Pride is an interesting motivator in Knowledge Management. In some cases it acts as a real dis-incentive, but if harnessed well it can be a powerful driver for KM behaviours.
Proud Lion from Public Domain Pictures |
People start this exercise by building a structure from bricks and sticks and rubber bands. They work in isolated teams, and have no knowledge of the task before they start. They create relatively small structures, but are inordinately proud of them.
After a while, we get the teams to share knowledge with one another. They send one member out of the door to go and interact with another team, and very often they have a little discussion about how open the team member should be with the others. Once, one team actually suggested to their envoy that if the other team's structure was smaller, they should give misinformation, rather than share knowledge with them. They were proud of their success, and did not want to share it.

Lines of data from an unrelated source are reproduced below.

PR #1693, opened 2021-07-13
Daisy: Recursively build child workflows in NewFromFile

EricEdens:
Although `workflow.NewFromFile`'s documentation says that it recursively reads subworkflows, that feature was never implemented. This PR ensures that sub workflows and included workflows are read when `workflow.NewFromFile` is called.

To avoid double reading child workflow files, it also adds a guard in the respective `populate` methods.


daisy/workflow.go
```diff
@@ -793,12 +793,24 @@ func New() *Workflow {
...
-// Recursively reads subworkflow steps as well.
-func NewFromFile(file string) (*Workflow, error) {
-	w := New()
+// Recursively reads sub and included steps as well.
+func NewFromFile(file string) (w *Workflow, err error) {
+	w = New()
 	if err := readWorkflow(file, w); err != nil {
 		return nil, err
 	}
+	for _, step := range w.Steps {
```
dntczdx, line 802: originally, included/sub workflow was read when Validate/populate happens.
Now it happens when NewFromFile was called. The problem is, many attributes were not ready yet. Please ref to "daisycommon.ParseWorkflow": many env settings, for example, OAuth, were populated after NewFromFile is called. Thus, they won't be copied to include/sub workflow.

EricEdens: Thanks for the feedback. However, I'm not sure I completely follow the concern. To help me understand, can you write a test that passes with the current behavior on `master`, but fails with this PR?

EricEdens:
Pausing review for a bit; while running some tests, OVF import is failing with `error populating workflow: Unresolved var "${imported_disk}" found in "${imported_disk}"`.

daisy/workflow.go
dntczdx: IncludeWorkflow.populate() / SubWorkflow.populate() will copy attributes, for example, OAuth, from its parent workflow.

These attributes were initially populated in daisycommon.ParseWorkflow().
So, if you create Include/sub workflow BEFORE those attributes were populated, they won't affect include/sub workflows.

EricEdens: `populate` doesn't happen when the JSON file is loaded; it happens during `Run`. It'd help a lot if you wrote a unit test!

dntczdx: I read the CL again and found my misunderstanding. "populate doesn't happen when the JSON file is loaded; it happens during Run" - correct, that is why attributes can be copied to include/sub workflow.

I thought your new condition "&& i.Workflow == nil" will shortcut return. Actually it just skipped loading json. Thanks.

EricEdens:
Re-opening: Fixed the "Unresolved var" error, added unit test to verify it, and ran additional e2e tests locally.

daisy/common.go
```diff
@@ -159,19 +159,36 @@ func (w *Workflow) substituteSourceVars(ctx context.Context, v reflect.Value) DE
 	})
 }
 
+type traverseAction uint
+
+const (
+	continueTraverse traverseAction = iota
+	prune
+)
```
zoran15, line 167: These should be documented, the type and the constants.

daisy/common.go
```diff
@@ -159,19 +159,36 @@ func (w *Workflow) substituteSourceVars(ctx context.Context, v reflect.Value) DE
...
 // traverseData traverses complex data structures and runs
 // a function, f, on its basic data types.
 // Traverses arrays, maps, slices, and public fields of structs.
 // For example, f will be run on bool, int, string, etc.
 // Slices, maps, and structs will not have f called on them, but will
 // traverse their subelements.
 // Errors returned from f will be returned by traverseDataStructure.
-func traverseData(v reflect.Value, f func(reflect.Value) DError) DError {
+// actions allows the caller to determine which action to take at a node.
+// The default action is 'continueTraverse'.
```
zoran15, line 177: It seems `continueTraverse` is a no op. What is the purpose of having it as sequential integer? Where is the value used?

daisy/step_includeworkflow.go
```diff
@@ -33,7 +33,7 @@ type IncludeWorkflow struct {
 }
 
 func (i *IncludeWorkflow) populate(ctx context.Context, s *Step) DError {
-	if i.Path != "" {
+	if i.Path != "" && i.Workflow == nil {
```
zoran15, line 36: For posterity, add a comment on when `i.Workflow` could be non nil and why this check is needed.

EricEdens: Done!

daisy/common.go
EricEdens: You're right, it's a no-op; the new comments describe this action as the default behavior. 

Regarding sequential integers, I used `iota` since it's my understanding of the current-best option for enums: https://github.com/golang/go/issues/28987

daisy/common.go
EricEdens: Done!

daisy/workflow.go
```diff
@@ -543,6 +533,17 @@ func (w *Workflow) populate(ctx context.Context) DError {
 			return Errf("error populating step %q: %v", name, err)
 		}
 	}
+
```
dntczdx, line 536: In IncludeWorkflow.populate(), there is also a call to validateVarsSubbed() and substituteSourceVars(), and they are still after the "populateStep" loop right now. I guess it should also be moved like what you did here.

EricEdens: done!

zoran15 (approved):

dntczdx (approved):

This is the negative side of pride. If people are proud of their work they may be unlikely to want to change it, to learn from others, or even to share with others that they see as competitors. Pride is part of what drives "not invented here" and knowledge hoarding.
Wounded pride.
What happened to many of the teams was that they found that the other teams' structure was much taller, and that theirs looked like a midget in comparison. Now their pride was dented, they realised that their performance was mediocre, and that they had a lot to learn.When we got the team together in a group and showed them current best practice, their pride was dented even more. Even the best of their structures was less than half the height of the current world record. And sure enough, when we built the structures again, everyone was liberally copying from the "best practice". There as no evidence of the "Not Invented Here" syndrome.

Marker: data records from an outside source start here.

PR #1696, opened 2021-07-15
Adding detection and remediation of static IP & DNS

bkatyl:
- Adding network.ps1 which is launched by run_startup_scripts.cmd
- Added network.ps1 to workflow files so it's copied into the components GCS location
- Added copying network.ps1 to instance in translate_bootstrap.ps1
- network.ps1 does the following:
  - Verified that the connected adapter is set to DHCP, is set the static IP it will change the adapter to DHCP and set the DNS server to also be obtained by DHCP. If updated it will also restart the network adapter and wait 30 seconds via a ping test.
  - It will always test connectivity to packages.cloud.google.com and output the DNS configuration of the adapter.

### DIFF
--- a/daisy_workflows/image_import/windows/network.ps1
+++ b/daisy_workflows/image_import/windows/network.ps1
@@ -19,36 +19,36 @@ $adapter = Get-NetAdapter | ? {$_.Status -eq "up"}
 $interface = $adapter | Get-NetIPInterface -AddressFamily IPv4
 
 If ($interface.Dhcp -eq "Disabled") {
-  Write-Output "Translate: $($interface.InterfaceAlias) does not have DHCP enabled. Enabling DHCP."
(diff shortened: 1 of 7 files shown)


EricEdens (approved):
Nice!

daisy_workflows/image_import/windows/network.ps1
```diff
@@ -0,0 +1,54 @@
...
+} else {
+  Write-Host "Translate: $($interface.InterfaceAlias) is configured for DHCP."
+}
+
+# Log DNS Server information
+Write-Host 'DNS client configuration:'
+$interface | Get-DnsClientServerAddress
+
+# Test connection to packages.cloud.google.com and log results.
+Write-Host 'Testing connection to packages.cloud.google.com:'
```
zoran15, line 52: If these fail what's the action on our side or on customer's side?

That's because wounded pride kills "not invented here". You cannot proudly continue to reject knowledge from other people who are performing far better than you are.
Wanting to feel proud
The teams were driven, at the end of the exercise, by an opportunity to assuage wounded pride, and finally deliver a result they could be proud of. They eagerly accepted best practices from teams that had far out-performed them, and generally produced structures that ranked in the top quartile for height.